* Problem to solve *
Your job is to return every line of the listing holding the string "want".

* Data for review *
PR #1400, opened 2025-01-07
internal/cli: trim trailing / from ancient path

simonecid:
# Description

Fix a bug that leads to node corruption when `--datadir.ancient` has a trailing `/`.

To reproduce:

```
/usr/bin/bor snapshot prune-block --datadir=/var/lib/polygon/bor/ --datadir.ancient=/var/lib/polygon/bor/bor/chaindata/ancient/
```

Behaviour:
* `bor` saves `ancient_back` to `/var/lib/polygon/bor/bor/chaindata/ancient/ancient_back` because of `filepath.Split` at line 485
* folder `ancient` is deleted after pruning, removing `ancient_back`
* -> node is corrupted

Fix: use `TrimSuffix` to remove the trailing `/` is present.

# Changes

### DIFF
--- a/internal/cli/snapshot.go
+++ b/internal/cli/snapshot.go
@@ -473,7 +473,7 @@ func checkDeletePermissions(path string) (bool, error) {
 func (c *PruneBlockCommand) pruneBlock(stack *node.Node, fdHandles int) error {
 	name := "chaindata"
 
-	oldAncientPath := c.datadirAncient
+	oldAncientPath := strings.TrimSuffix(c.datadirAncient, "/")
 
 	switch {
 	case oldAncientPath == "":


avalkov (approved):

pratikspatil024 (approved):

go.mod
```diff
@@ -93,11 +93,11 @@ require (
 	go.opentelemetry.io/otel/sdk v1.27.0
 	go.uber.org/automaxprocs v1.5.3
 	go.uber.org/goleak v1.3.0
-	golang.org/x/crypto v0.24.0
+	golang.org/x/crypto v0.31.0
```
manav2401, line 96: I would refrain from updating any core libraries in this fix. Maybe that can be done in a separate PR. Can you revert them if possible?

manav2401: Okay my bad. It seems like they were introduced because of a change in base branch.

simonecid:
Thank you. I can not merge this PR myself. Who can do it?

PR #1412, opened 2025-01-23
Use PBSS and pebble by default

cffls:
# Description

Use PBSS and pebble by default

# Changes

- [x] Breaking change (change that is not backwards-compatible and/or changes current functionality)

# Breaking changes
--
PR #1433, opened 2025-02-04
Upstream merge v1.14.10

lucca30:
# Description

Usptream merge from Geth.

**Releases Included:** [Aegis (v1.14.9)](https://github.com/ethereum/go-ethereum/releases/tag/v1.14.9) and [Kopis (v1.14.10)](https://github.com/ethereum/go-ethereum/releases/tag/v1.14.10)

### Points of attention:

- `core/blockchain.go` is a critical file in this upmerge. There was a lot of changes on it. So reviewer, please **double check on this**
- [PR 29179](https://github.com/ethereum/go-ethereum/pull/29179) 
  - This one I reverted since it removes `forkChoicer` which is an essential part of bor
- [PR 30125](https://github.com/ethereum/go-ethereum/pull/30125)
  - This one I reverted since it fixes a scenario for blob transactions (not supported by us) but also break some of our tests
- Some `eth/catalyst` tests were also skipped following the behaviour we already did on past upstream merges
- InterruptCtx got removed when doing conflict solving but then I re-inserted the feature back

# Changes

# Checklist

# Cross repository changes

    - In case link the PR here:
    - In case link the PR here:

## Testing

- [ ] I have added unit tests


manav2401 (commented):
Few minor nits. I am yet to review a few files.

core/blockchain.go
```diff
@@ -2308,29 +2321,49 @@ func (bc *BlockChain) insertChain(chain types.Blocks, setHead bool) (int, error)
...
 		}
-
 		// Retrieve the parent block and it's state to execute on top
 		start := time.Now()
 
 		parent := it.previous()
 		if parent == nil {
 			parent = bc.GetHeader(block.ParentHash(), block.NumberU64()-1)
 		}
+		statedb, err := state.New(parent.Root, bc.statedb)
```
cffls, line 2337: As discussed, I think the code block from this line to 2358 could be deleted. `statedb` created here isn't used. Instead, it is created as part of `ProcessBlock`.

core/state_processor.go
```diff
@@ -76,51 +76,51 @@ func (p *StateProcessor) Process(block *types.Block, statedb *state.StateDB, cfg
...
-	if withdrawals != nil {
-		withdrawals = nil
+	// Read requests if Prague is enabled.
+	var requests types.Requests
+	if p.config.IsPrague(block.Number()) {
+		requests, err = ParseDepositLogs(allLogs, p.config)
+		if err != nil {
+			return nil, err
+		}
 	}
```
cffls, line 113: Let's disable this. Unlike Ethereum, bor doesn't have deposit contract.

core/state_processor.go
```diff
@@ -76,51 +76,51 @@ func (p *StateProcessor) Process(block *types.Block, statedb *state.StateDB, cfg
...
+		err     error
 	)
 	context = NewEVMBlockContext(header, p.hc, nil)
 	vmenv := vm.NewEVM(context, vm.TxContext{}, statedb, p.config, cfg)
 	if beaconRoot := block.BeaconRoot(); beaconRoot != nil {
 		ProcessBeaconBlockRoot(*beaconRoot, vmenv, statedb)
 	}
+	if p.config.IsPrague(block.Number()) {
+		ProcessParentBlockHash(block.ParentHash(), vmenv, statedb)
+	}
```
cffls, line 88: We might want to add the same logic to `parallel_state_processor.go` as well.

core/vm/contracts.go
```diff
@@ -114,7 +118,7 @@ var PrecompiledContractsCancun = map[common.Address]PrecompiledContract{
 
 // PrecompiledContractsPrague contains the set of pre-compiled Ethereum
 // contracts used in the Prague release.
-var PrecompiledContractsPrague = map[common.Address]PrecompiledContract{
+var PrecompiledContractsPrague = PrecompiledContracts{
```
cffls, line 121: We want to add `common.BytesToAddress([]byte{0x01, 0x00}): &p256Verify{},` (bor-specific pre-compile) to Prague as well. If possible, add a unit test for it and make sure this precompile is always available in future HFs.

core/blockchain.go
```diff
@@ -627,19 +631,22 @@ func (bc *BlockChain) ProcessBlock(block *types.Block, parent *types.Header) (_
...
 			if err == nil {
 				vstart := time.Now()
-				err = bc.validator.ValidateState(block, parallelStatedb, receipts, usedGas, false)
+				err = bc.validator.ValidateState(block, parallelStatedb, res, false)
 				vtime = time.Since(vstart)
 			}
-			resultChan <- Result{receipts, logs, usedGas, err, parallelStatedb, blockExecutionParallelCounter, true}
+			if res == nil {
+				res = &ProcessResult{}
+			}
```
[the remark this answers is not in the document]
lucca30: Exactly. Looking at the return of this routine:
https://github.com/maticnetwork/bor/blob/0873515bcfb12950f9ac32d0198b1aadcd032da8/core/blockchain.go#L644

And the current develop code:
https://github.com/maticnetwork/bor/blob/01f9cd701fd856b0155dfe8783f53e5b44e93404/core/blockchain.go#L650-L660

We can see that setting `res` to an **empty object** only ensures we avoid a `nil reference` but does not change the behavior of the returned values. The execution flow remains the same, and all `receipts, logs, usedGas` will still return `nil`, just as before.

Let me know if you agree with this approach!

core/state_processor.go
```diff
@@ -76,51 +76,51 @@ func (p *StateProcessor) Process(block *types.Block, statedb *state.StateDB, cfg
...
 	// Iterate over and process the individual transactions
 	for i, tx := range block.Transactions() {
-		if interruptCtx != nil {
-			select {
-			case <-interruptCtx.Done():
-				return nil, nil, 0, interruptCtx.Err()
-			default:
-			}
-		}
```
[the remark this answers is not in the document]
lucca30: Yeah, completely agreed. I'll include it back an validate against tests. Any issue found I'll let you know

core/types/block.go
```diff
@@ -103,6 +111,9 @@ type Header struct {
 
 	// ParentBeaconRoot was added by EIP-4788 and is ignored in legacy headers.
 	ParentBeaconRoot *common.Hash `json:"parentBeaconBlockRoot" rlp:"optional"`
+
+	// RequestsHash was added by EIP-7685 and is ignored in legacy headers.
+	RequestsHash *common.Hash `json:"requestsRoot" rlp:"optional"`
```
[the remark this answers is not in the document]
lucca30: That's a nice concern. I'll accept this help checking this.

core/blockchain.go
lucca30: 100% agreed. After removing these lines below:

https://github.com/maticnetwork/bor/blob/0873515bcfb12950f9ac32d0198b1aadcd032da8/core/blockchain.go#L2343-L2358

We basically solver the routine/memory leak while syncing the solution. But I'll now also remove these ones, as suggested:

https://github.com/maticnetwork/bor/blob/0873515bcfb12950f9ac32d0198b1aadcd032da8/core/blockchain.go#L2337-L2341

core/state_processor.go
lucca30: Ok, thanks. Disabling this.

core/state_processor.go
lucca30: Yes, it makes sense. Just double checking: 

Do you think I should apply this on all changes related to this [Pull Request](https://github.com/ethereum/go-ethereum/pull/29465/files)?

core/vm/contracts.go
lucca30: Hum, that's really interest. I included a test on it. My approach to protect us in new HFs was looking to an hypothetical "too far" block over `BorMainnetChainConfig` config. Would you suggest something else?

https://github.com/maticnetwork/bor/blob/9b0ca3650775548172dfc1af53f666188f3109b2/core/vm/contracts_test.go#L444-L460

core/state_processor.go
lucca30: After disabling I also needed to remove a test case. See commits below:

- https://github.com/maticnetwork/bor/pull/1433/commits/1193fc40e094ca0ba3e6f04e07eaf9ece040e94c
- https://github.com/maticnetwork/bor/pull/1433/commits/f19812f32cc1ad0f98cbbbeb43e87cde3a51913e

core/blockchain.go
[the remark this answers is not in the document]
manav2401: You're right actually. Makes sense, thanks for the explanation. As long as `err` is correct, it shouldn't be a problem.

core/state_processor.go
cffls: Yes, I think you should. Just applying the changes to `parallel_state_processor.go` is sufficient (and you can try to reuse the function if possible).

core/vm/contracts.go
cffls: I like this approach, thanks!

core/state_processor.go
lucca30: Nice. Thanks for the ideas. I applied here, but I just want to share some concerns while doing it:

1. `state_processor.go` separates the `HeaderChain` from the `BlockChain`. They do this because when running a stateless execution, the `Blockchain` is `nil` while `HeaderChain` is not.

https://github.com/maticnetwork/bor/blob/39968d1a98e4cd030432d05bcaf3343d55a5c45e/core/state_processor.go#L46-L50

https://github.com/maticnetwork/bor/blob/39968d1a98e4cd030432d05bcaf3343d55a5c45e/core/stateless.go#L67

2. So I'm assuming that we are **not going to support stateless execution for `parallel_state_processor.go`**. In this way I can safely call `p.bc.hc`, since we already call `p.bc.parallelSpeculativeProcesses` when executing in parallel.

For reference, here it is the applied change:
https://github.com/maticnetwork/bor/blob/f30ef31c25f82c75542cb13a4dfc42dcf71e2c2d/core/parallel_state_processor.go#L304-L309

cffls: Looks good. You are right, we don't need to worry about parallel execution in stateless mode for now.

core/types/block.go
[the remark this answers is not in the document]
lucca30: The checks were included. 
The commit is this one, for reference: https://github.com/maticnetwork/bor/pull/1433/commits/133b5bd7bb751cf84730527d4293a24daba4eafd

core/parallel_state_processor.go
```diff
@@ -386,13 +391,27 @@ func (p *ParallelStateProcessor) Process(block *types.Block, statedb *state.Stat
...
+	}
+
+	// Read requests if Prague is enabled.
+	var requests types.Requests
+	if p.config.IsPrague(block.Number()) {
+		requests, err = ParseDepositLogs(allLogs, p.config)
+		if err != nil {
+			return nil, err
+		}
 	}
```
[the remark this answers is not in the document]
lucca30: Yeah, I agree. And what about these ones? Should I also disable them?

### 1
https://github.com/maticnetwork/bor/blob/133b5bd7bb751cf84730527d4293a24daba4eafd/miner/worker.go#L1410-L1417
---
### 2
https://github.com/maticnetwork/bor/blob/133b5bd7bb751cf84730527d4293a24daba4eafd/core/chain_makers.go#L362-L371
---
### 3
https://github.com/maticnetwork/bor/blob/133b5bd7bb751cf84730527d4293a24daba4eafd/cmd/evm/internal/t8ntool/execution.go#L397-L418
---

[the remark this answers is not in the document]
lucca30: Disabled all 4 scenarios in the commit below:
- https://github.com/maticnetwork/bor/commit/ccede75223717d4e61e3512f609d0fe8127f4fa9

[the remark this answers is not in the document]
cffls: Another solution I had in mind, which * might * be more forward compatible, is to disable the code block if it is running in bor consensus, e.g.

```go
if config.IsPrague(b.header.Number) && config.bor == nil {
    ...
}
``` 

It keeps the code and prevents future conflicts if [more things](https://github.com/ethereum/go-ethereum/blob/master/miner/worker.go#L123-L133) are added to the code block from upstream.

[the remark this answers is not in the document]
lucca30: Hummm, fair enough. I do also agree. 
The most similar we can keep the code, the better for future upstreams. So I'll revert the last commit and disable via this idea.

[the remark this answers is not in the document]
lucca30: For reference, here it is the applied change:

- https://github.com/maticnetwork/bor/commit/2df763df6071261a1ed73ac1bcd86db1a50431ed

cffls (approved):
--
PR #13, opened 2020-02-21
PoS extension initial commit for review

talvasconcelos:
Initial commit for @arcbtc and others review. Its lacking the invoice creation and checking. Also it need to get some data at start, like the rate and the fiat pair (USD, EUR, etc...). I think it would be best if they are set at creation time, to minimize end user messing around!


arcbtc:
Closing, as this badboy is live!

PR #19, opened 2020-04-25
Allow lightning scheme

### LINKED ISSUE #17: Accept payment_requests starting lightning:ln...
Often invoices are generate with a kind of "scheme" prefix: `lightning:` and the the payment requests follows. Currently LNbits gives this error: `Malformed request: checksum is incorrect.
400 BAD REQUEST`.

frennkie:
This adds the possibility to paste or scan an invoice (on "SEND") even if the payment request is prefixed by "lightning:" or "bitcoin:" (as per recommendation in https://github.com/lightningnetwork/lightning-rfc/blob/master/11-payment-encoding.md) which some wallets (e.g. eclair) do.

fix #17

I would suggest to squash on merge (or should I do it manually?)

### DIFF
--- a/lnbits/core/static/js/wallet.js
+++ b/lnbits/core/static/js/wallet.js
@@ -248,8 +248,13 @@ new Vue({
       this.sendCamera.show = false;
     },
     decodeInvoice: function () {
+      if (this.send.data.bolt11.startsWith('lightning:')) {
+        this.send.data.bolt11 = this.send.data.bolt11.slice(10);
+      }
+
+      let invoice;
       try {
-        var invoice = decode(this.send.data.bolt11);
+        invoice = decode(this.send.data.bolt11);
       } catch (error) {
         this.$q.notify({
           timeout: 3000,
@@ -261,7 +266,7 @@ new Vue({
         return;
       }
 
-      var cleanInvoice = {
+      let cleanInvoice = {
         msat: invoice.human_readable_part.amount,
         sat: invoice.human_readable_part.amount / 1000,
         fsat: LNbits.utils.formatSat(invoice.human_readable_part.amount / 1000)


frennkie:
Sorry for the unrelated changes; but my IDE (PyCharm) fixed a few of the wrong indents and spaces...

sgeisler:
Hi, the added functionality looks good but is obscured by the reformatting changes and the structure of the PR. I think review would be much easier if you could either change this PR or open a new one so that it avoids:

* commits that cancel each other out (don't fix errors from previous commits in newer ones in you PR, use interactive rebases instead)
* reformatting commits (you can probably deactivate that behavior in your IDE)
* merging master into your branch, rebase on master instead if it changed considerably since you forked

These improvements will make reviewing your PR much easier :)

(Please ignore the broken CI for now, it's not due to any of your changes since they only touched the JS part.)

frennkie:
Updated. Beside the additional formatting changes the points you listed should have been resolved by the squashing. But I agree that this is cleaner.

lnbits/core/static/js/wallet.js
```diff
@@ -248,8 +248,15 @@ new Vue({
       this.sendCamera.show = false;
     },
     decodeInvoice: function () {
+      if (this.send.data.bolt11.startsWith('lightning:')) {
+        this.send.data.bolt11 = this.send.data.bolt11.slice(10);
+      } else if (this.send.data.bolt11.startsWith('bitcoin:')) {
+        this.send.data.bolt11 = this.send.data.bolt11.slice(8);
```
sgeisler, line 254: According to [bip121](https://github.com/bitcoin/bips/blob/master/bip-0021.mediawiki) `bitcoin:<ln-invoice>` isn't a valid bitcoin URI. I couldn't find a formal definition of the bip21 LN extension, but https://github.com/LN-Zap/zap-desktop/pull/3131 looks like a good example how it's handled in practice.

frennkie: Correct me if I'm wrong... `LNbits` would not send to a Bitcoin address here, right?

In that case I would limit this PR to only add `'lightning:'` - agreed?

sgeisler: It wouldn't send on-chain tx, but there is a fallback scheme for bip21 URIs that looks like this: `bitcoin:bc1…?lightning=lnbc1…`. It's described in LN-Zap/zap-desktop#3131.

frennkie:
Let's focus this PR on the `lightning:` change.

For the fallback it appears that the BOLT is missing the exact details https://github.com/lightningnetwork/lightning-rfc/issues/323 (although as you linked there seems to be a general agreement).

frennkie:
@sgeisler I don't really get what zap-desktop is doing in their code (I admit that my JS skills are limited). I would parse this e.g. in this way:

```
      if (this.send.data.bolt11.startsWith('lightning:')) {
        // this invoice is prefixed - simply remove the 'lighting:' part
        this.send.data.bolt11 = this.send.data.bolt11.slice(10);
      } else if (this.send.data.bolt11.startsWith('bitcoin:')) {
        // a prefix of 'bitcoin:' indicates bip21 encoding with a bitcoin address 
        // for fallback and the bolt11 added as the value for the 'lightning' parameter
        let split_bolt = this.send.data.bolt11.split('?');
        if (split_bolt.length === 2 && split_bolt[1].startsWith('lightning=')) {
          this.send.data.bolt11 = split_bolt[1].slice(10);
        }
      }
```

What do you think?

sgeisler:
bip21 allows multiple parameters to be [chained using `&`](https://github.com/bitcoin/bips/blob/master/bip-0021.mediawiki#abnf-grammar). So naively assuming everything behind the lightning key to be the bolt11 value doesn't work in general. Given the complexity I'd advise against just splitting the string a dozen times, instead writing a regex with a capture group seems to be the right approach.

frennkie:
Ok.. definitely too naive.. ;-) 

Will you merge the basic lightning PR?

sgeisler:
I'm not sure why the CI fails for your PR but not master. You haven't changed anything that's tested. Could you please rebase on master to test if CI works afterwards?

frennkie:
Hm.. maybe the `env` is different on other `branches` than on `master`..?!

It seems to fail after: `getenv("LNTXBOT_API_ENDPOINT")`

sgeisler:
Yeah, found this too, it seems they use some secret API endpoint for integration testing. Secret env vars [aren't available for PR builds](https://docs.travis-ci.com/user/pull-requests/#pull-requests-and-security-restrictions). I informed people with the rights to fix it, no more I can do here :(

* Task solution *
cffls, line 88: We might want to add the same logic to `parallel_state_processor.go` as well.
cffls, line 121: We want to add `common.BytesToAddress([]byte{0x01, 0x00}): &p256Verify{},` (bor-specific pre-compile) to Prague as well. If possible, add a unit test for it and make sure this precompile is always available in future HFs.
lucca30: Nice. Thanks for the ideas. I applied here, but I just want to share some concerns while doing it:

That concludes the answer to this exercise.